What to do: Please return every line in the entries below with the word "dependency" in it.

Task input:
——————————

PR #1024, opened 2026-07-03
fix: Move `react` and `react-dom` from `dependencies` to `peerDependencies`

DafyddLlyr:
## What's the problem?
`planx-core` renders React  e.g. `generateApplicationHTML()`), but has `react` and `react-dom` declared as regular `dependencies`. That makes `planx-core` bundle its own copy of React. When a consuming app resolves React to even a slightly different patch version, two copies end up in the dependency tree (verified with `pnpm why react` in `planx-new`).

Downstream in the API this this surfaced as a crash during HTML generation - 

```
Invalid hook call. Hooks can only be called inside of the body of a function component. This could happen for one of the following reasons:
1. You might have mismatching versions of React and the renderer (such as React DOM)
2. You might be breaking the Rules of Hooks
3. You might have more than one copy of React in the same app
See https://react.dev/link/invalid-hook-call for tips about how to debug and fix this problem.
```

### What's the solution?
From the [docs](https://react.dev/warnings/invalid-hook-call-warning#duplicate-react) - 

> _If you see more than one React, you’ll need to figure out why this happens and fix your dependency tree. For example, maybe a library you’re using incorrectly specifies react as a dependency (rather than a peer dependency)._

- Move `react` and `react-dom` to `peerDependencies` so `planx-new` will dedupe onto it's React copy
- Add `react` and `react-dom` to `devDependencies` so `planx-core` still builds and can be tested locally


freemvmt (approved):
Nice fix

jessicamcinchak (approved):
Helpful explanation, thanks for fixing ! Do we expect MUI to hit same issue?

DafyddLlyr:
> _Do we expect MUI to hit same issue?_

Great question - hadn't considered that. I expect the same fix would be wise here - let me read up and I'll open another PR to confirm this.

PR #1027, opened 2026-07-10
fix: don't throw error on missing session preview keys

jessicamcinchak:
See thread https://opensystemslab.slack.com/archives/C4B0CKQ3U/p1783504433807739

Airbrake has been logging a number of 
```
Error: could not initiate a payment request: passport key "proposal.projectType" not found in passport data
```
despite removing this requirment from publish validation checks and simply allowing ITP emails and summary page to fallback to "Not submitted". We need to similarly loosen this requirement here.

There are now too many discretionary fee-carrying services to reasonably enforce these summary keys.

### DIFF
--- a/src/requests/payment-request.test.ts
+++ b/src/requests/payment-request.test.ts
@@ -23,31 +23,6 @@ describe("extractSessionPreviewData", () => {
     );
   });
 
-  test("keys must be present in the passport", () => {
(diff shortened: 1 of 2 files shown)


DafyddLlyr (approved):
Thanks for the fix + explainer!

——————————

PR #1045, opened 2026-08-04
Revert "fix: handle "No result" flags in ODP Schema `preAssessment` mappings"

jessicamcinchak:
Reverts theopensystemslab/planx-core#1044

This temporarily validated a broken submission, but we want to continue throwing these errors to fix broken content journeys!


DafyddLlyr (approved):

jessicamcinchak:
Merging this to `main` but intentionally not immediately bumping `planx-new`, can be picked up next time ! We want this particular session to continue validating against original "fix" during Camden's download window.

——————————

Response to this task:
`planx-core` renders React  e.g. `generateApplicationHTML()`), but has `react` and `react-dom` declared as regular `dependencies`. That makes `planx-core` bundle its own copy of React. When a consuming app resolves React to even a slightly different patch version, two copies end up in the dependency tree (verified with `pnpm why react` in `planx-new`).
> _If you see more than one React, you’ll need to figure out why this happens and fix your dependency tree. For example, maybe a library you’re using incorrectly specifies react as a dependency (rather than a peer dependency)._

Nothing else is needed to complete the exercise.